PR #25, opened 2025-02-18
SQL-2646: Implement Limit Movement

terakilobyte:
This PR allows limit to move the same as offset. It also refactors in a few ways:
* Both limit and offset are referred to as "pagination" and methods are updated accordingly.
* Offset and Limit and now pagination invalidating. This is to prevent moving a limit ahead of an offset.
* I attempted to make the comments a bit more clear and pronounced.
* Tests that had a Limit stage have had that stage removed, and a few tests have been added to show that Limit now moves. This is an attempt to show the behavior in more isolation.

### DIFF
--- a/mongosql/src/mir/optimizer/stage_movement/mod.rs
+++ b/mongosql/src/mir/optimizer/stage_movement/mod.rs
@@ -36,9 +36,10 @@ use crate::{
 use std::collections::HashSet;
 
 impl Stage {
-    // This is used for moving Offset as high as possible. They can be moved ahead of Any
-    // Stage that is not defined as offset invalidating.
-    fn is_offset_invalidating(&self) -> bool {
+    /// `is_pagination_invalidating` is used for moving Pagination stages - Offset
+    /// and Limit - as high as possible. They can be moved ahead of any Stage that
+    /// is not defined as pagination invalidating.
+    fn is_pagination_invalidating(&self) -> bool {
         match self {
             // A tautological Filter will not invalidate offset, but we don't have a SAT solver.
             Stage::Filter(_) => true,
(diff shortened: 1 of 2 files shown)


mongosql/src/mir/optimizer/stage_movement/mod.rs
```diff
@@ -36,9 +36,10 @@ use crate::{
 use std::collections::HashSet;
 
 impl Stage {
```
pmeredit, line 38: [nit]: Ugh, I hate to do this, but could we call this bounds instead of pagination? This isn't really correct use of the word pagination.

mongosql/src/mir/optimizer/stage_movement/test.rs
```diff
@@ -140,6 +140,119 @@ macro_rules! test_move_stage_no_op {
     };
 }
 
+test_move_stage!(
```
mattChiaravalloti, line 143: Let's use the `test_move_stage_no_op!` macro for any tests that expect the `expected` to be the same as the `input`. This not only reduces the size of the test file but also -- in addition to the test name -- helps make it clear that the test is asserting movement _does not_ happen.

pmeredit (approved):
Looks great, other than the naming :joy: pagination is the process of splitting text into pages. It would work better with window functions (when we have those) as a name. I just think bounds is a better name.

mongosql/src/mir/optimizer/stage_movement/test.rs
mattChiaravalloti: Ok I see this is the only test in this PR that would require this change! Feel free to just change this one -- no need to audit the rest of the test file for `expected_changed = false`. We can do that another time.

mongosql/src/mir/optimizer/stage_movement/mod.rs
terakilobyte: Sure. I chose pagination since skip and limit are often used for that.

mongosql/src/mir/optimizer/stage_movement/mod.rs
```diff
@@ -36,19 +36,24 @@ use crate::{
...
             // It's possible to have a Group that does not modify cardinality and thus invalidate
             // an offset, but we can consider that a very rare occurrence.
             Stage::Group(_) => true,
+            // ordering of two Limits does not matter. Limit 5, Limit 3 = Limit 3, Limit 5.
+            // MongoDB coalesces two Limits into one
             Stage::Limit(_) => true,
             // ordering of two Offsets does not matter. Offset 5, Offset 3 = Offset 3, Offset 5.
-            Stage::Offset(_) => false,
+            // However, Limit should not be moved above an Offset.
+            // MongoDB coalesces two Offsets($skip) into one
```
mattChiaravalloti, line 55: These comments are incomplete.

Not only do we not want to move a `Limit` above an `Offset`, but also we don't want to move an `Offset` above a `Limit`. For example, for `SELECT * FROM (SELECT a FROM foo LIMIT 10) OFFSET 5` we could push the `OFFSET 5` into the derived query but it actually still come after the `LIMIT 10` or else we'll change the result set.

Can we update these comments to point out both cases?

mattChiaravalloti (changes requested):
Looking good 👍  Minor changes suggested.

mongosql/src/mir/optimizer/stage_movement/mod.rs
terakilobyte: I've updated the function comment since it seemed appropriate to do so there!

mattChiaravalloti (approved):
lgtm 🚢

:::

What the exercise asks: Set down each line of the data precisely as it appears above.

Expected answer:
PR #25, opened 2025-02-18
SQL-2646: Implement Limit Movement

terakilobyte:
This PR allows limit to move the same as offset. It also refactors in a few ways:
* Both limit and offset are referred to as "pagination" and methods are updated accordingly.
* Offset and Limit and now pagination invalidating. This is to prevent moving a limit ahead of an offset.
* I attempted to make the comments a bit more clear and pronounced.
* Tests that had a Limit stage have had that stage removed, and a few tests have been added to show that Limit now moves. This is an attempt to show the behavior in more isolation.

### DIFF
--- a/mongosql/src/mir/optimizer/stage_movement/mod.rs
+++ b/mongosql/src/mir/optimizer/stage_movement/mod.rs
@@ -36,9 +36,10 @@ use crate::{
 use std::collections::HashSet;
 
 impl Stage {
-    // This is used for moving Offset as high as possible. They can be moved ahead of Any
-    // Stage that is not defined as offset invalidating.
-    fn is_offset_invalidating(&self) -> bool {
+    /// `is_pagination_invalidating` is used for moving Pagination stages - Offset
+    /// and Limit - as high as possible. They can be moved ahead of any Stage that
+    /// is not defined as pagination invalidating.
+    fn is_pagination_invalidating(&self) -> bool {
         match self {
             // A tautological Filter will not invalidate offset, but we don't have a SAT solver.
             Stage::Filter(_) => true,
(diff shortened: 1 of 2 files shown)


mongosql/src/mir/optimizer/stage_movement/mod.rs
```diff
@@ -36,9 +36,10 @@ use crate::{
 use std::collections::HashSet;
 
 impl Stage {
```
pmeredit, line 38: [nit]: Ugh, I hate to do this, but could we call this bounds instead of pagination? This isn't really correct use of the word pagination.

mongosql/src/mir/optimizer/stage_movement/test.rs
```diff
@@ -140,6 +140,119 @@ macro_rules! test_move_stage_no_op {
     };
 }
 
+test_move_stage!(
```
mattChiaravalloti, line 143: Let's use the `test_move_stage_no_op!` macro for any tests that expect the `expected` to be the same as the `input`. This not only reduces the size of the test file but also -- in addition to the test name -- helps make it clear that the test is asserting movement _does not_ happen.

pmeredit (approved):
Looks great, other than the naming :joy: pagination is the process of splitting text into pages. It would work better with window functions (when we have those) as a name. I just think bounds is a better name.

mongosql/src/mir/optimizer/stage_movement/test.rs
mattChiaravalloti: Ok I see this is the only test in this PR that would require this change! Feel free to just change this one -- no need to audit the rest of the test file for `expected_changed = false`. We can do that another time.

mongosql/src/mir/optimizer/stage_movement/mod.rs
terakilobyte: Sure. I chose pagination since skip and limit are often used for that.

mongosql/src/mir/optimizer/stage_movement/mod.rs
```diff
@@ -36,19 +36,24 @@ use crate::{
...
             // It's possible to have a Group that does not modify cardinality and thus invalidate
             // an offset, but we can consider that a very rare occurrence.
             Stage::Group(_) => true,
+            // ordering of two Limits does not matter. Limit 5, Limit 3 = Limit 3, Limit 5.
+            // MongoDB coalesces two Limits into one
             Stage::Limit(_) => true,
             // ordering of two Offsets does not matter. Offset 5, Offset 3 = Offset 3, Offset 5.
-            Stage::Offset(_) => false,
+            // However, Limit should not be moved above an Offset.
+            // MongoDB coalesces two Offsets($skip) into one
```
mattChiaravalloti, line 55: These comments are incomplete.

Not only do we not want to move a `Limit` above an `Offset`, but also we don't want to move an `Offset` above a `Limit`. For example, for `SELECT * FROM (SELECT a FROM foo LIMIT 10) OFFSET 5` we could push the `OFFSET 5` into the derived query but it actually still come after the `LIMIT 10` or else we'll change the result set.

Can we update these comments to point out both cases?

mattChiaravalloti (changes requested):
Looking good 👍  Minor changes suggested.

mongosql/src/mir/optimizer/stage_movement/mod.rs
terakilobyte: I've updated the function comment since it seemed appropriate to do so there!

mattChiaravalloti (approved):
lgtm 🚢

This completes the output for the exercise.